Testing different sub-models for the partition coefficient and the retention rate for radiocesium in lake ecosystem modelling

The partition coefficient (Kd) and the retention rate (RR) are fundamental components of dynamic, mass-balance models, not just for radionuclides in fresh waters but for most contaminants in most ecosystems. Kd may be regarded as an ‘entry gate’ and RR and ‘exist gate’. Uncertainties in Kd and RR cause uncertainties in model predictions. It also means that uncertainties in important rates for within-ecosystem processes, like sedimentation, diffusion, advection, biouptake and excretion, cannot be adequately evaluated when great uncertainties exist for Kd and RR. Empirical data show that Kd may vary two orders of magnitude with environmental factors, like pH. This is important since Kd regulates the amount of substances in dissolved and particulate phases and hence also pelagic and benthic transports.
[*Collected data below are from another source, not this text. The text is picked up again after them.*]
PR #3146, opened 2026-08-28
feat(installer): the one-line install now brings the agent with it

kovtcharov-amd:
`curl … | sh` and `irm … | iex` installed the terminal hub and nothing else, so `gaia-tui` opened onto an agent list with no GAIA agent behind it — the hub spawns `gaia-agent` as a child process and there was no such binary on disk. Both scripts now fetch the frozen sidecar from the same hub manifest, verified against the same SHA-256, and install it beside `gaia-tui`.

Recoverable and corrupt stay different outcomes: no published sidecar for the platform, or a download that fails, warns and continues — the hub and the Python CLI are already installed and still work. Only bytes that do not match the digest stop the install outright, with nothing left on disk.

Salvaged from #3128, which bundled this with a second, parallel installer system that duplicates the one #3125 already landed. This is the part that stands alone.

## Test plan

- [ ] `PYTHONPATH=$(pwd)/src python -m pytest tests/unit/installer/test_install_scripts_terminal_hub.py`
- [ ] Cold container: `docker run --rm ubuntu:24.04`, run the hub + agent install, confirm both binaries land, `gaia-tui version` runs, and the installed agent's SHA-256 equals the hub manifest's
- [ ] Point `GAIA_HUB_BASE_URL` at a mirror serving a manifest with a wrong digest — the install must exit non-zero and leave no `gaia-agent`
- [ ] Serve a manifest with no build for the platform — must warn, exit 0, and the closing banner must not promise an agent
- [ ] Windows: run `Install-FlagshipAgent` with `$env:USERPROFILE` pointed at a scratch dir; confirm `gaia-agent.exe` lands and its digest matches

## Verified

Everything above was run, not just reasoned about.

| Check | Result |
|---|---|
| Cold Ubuntu 24.04 container, nothing pre-installed | `gaia-tui` 0.23.0 + `gaia-agent` 0.1.1 installed; `gaia-tui version` runs |
| Installed agent digest vs hub manifest (Linux) | match — `b704f83a…60c7a` |
| Installed agent digest vs hub manifest (Windows) | match — `416ed0e2…6856a` |
| Manifest serving a tampered digest | exit 1, expected-vs-got printed, **nothing written** |
| Manifest with the platform's build removed | warning, exit 0, banner does not promise an agent |
| `tests/unit/installer/` | 42 passed under Linux; on Windows only the two known pre-existing failures |

<details>
<summary>🔍 Three notes for the reviewer</summary>

**`test_sh_parses_under_dash` fails on a Windows checkout.** It is the CRLF the working tree carries, not the script: taking main's own committed blob and adding CRLF reproduces the identical `line 83: Syntax error` . The committed blob is LF (`CR=0`) in both main and here, and the LF file parses under dash cleanly, so CI is unaffected.

**The `[✓]`/`[✗]` → `[OK]`/`[X]` swap in `install.ps1` is not cosmetic drive-by.** The script is BOM-less UTF-8, which Windows PowerShell 5.1 reads as ANSI, so those glyphs render as mojibake on the exact platform the script targets. ASCII also matches `install.sh`.

**`test_uninstall_command.py` fails on `main` already** — 6 failures and 3 errors on a clean `origin/main` worktree, untouched by this change.
</details>

### DIFF
--- a/installer/scripts/install.ps1
+++ b/installer/scripts/install.ps1
@@ -322,9 +322,9 @@ function Install-Tui {
 # child process, so without this binary the flagship cannot run -- which is what
 # this one-liner left behind before: a UI with no agent under it.
 #
-# Installed BESIDE gaia-tui.exe on purpose. The hub resolves its agent from its
-# own directory before consulting PATH (catalog.resolveAgentBinary), so a stale
-# gaia-agent elsewhere cannot shadow the one this script just verified.
+# Installed into $GAIA_BIN because that is the directory this installer owns and
+# has already put on PATH, so the hub's exec.LookPath finds gaia-agent there.
+#
 # Returns $true only when the agent binary is on disk. The caller uses that to
 # decide what to promise: the hub spawns gaia-agent as a child process, so
 # without it `gaia-tui` opens an agent list rather than a chat. ARM64 Windows
@@ -339,9 +339,8 @@ function Install-FlagshipAgent {
     }
     # The sidecar is published under win32-x64; the terminal hub uses win-x64.
     $lockPlatform = $platform -replace '^win-', 'win32-'
-    $suffix = if ($lockPlatform -like 'win32-*') { ".exe" } else { "" }
 
-    $ok = Install-HubBinary -AgentId $FLAGSHIP_AGENT_ID -Filename "gaia-agent-$lockPlatform$suffix" -DestName "gaia-agent.exe" -Label "GAIA agent" -Optional
+    $ok = Install-HubBinary -AgentId $FLAGSHIP_AGENT_ID -Filename "gaia-agent-$lockPlatform.exe" -DestName "gaia-agent.exe" -Label "GAIA agent" -Optional
     return [bool]$ok
 }
 
--- a/installer/scripts/install.ps1
+++ b/installer/scripts/install.ps1
@@ -14,6 +14,7 @@ $PYTHON_VERSION = "3.12"
 $GAIA_HUB_BASE_URL = if ($env:GAIA_HUB_BASE_URL) { $env:GAIA_HUB_BASE_URL } else { "https://hub.amd-gaia.ai" }
 $GAIA_HUB_BASE_URL = $GAIA_HUB_BASE_URL.TrimEnd('/')
 $TERMINAL_HUB_ID = "terminal-hub"
+$FLAGSHIP_AGENT_ID = "gaia"
 
 # Network limit: a black-holed connection must fail, not hang silently.
 $HTTP_TIMEOUT_SEC = 900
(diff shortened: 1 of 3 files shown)


kovtcharov-amd:
All four addressed in 98f9fb1.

The pelagic transport is directly linked to the outflow and retention of substances in the water mass, and thus also to concentrations and ecological effects. There are many approaches for sub-models for Kd and RR. Which provide the best predictive power? The aim of this work is to test different approaches for Kd and RR, and to discuss benefits and drawbacks of these alternatives within the framework of a lake model for radiocesium (the VAMP model).